Bir filmde baba ve oğul arasındaki ilişkiyi oğul şöyle anlatıyordu:" Ufakken babamın ne kadar cesur, yakışıklı, anlayışlı ve bilgili olduğunu düşünürdüm... Pek çok şeyi biliyordu. Beni gerçekten anlıoyrdu... Lisede bu değişti sanki eski babam değildi, beni anlamıyor pek çok şeyime karışıyordu. Biraz daha büyüyünce aslında onun ne kadar basit insan olduğunu anladım. Pek bir özelliği kalmamıştı artık. Onu anlamıyordum.
Şimdi babamın öldüğü yaştayım ve düşünüyorumda ona ne kadar çok benziyorum? Aynı babam gibi olmuşum?"
Bu böyledir ufaklıktan beri çocukların bilinç altlarına anne ve babaların mesajları kaydedilir ileriki zamanlarda bu bilgiler iyi veya kötü durumlara göre görünmeye başlar...
Ben 9 kişilik bir ailenin son çocuğuyum evet şimdi "eee şimdi seni şımartmışlardır, evin son bebesi" diyen vardır? :)) Evet nedendir bilinmez aile'nin son çocuğu şımartılır en büyüğünden başlayarak en küçüğe doğru bir çekinmezlik olur. Benden önce kardeşim ailenin gözdesiydi sonra ben doğduğumda ilgi benim üstüme gelir ve büyük kardeş beni pek sevimli bulmaz...
Belkide büyüklerin yaptığı en büyük yanlışlık çocukluk döneminde çocuğunun işlerini yapması... Benim en nefret ettiğim şey budur ki şuan bile devam ediyor... Annem yemek yapar, bulaşıkları yıkar, yatağımı hazırlar, yataklarımı toplar... Bu olayı anneme bin kere izah etmişimdir ama bir türlü dinletemiyorum...
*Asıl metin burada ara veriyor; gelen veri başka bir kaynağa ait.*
PR #372, opened 2024-06-14
Remove references to Project from token.test.ts

DevRozaDev:
Citing @_muchen_:

>We moved the Project from @alephium/web3 to @alephium/cli in the latest version, and it is not exported from @alephium/cli. You don't need to call Project.build in testing anymore.


Lbqds (approved):
Thanks a lot!

Issue #362, opened 2024-06-04
Using @alephium/web3-wallet in react-native fails


gilles-hemmerle:
## Context

I'm currently trying to implement the  bridge in sezame wallet (react native application).
I imported wormhole-sdk and I try to use the bridge directly through the wallet.

I need to use `transferLocalTokenFromAlph` which expects a SignerProvider as a first params. So I figured out in your documentation that we can create a SignerProvider from the `PrivateKeyWallet` class which is exposed in the `@alephium/web3-wallet project`.

## Environnement 

- node 18.19.0
- yarn 1.22.21

**What I did**

I imported the following dependencies :

```json
    "@alephium/web3": "^0.42.0",
    "@alephium/web3-wallet": "^0.42.0",
    "@alephium/wormhole-sdk": "^0.2.5",
```

However, when I want to import the PrivateKeyWallet like this :

`import {PrivateKeyWallet} from '@alephium/web3-wallet';`

 I get the following error when running the app in a ios device

`npx react-native start --reset-cache` and then executing the app : `yarn ios`

error: Error: While trying to resolve module `@alephium/web3-wallet` from file `sezame/wallet-react-native/src/screens/bridge/bridge-screen.tsx`, the package `sezame/wallet-react-native/node_modules/@alephium/web3-wallet/package.json` was successfully found. However, this package itself specifies a `main` module field that could not be resolved (`sezame/wallet-react-native/node_modules/@alephium/web3-wallet/dist/alephium-web3.min.js`. Indeed, none of these files exist:

![image](https://github.com/alephium/alephium-web3/assets/2291800/b783862f-ba0b-4d8c-8fa0-2739fe0ac173)

## Repo to desmonstrate the issue

https://github.com/gilles-hemmerle/alephium-web3-wallet-issue

## Questions

* Anyone does have the same issue?
* Did you already try to implement the bridge in your rect native wallets, if yes, do you have a git showing this?
* I'm using the womhole sdk `transferLocalTokenFromAlph` function. The first argument requires a `SignerProvider`. But if I pass a `PrivateKeyWallet`, it complains : 'PrivateKeyWallet' is not assignable to the 'SignerProvider' type parameter. Howver,  in the source files I see `class PrivateKeyWallet extends SignerProviderSimple` and `abstract class SignerProviderSimple extends SignerProvide`, so `transferLocalTokenFromAlph` should accept a `PrivateKeyWallet`, do I have some inompatibility between the dependencies i'm using?

[...]

PR #377, opened 2024-06-20
Fix web3-wallet entry points

nop33:
So there are 2 problems with `@alephium/web3-wallet`.

The first one is that the [name of the Webpack minified output](https://github.com/alephium/alephium-web3/blob/v0.45.0/packages/web3-wallet/webpack.config.js#L44) is `alephium-web3-wallet.min.js`, but in the `package.json` it is [referred wrongly](https://github.com/alephium/alephium-web3/blob/v0.45.0/packages/web3-wallet/package.json#L11) as `alephium-web3.min.js`.

The second is that Webpack was not being executed so the minified file that RN expected was never there.

This PR should be addressing both issues.

Potentially closes https://github.com/alephium/alephium-web3/issues/362

### DIFF
--- a/packages/web3-wallet/package.json
+++ b/packages/web3-wallet/package.json
@@ -30,7 +30,7 @@
   },
   "author": "Alephium dev <dev@alephium.org>",
   "scripts": {
-    "build": "rm -rf dist/* && npx tsc --build .",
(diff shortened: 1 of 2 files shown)


Lbqds (approved):
LGTM 👍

Annede "ne olacak ki, gerektiğinde sende yaparsın şimdi ben varım ben yaparım" bu düşünce hakim olur herhalde. Düşünün ki birisini hergün arabayla iş yerine bırakıyorsunuz... Araba kullandırmıyorsunuz ama hep "ne olacak ben olmayınca kullanırsın kolay kolay" demeye benziyor... Gerçi bu ne kadar uç bir örnek olsada vasiyet böyle. Eski bir söz vardır "Bir insana balık verme, ona balık tutmayı öğret" bu konuyu özetliyor galiba...
Bırakın biraz çocuklarınız iş yapsın... kendi başlarının çaresine baksın tabi kafalarını kırmasınlar onun içide gözkulak olun :)
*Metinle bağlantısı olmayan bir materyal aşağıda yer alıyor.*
PR #1083, opened 2022-07-11
Fix incorrect docstring for two LeftToSeq implementations.

ode2code95:
This is a minor correction of some incorrect doc strings that have tripped me up more than once. So I thought I'd contribute a fix.


louthy:
Thanks @ode2code95 👍

PR #1093, opened 2022-08-02
Microsoft.Bcl.AsyncInterfaces upgrade from 5.0.0 to 6.0.0

StanJav:
The commit [Break out transformer extension methods into their own package](https://github.com/louthy/language-ext/commit/d6fb39a34b973708ab955ce6e6c68bdfc9d2ad51) forces everybody on non-core FW to use `Microsoft.Bcl.AsyncInterfaces` v5 or the latest v6 but with an assembly redirect.

I am updating it to v6 so we are on the latest.


louthy:
Thanks Stan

Birde ailede çocuklara pek iş verilmez, zornlu durumlar hariç... Belki biraz siz çocuklarınıza iş yaptırmalısınız? Mesela kendi ufak yemek tabaklarını yıkaması gibi Erkek kısmı mutfağa girmez :) düşüncesini yıksınlar bırakın... Demokratik bir ailesiniz değil mi? Ağalık yıkıldı artık.
Çok sevdiğim bir dayım vardır misafirliğe gittimizde gözüme hep çarpar ailenin ufak byük erkekleri kız kardeşlerine emirler verir. Kız kardeşlerde tepkisiz yerine getirir.
"Mutfaktan su getir" e varan küçük isteklerde olsa? Aile içi eşitliğide sağlamak lazım değil mi...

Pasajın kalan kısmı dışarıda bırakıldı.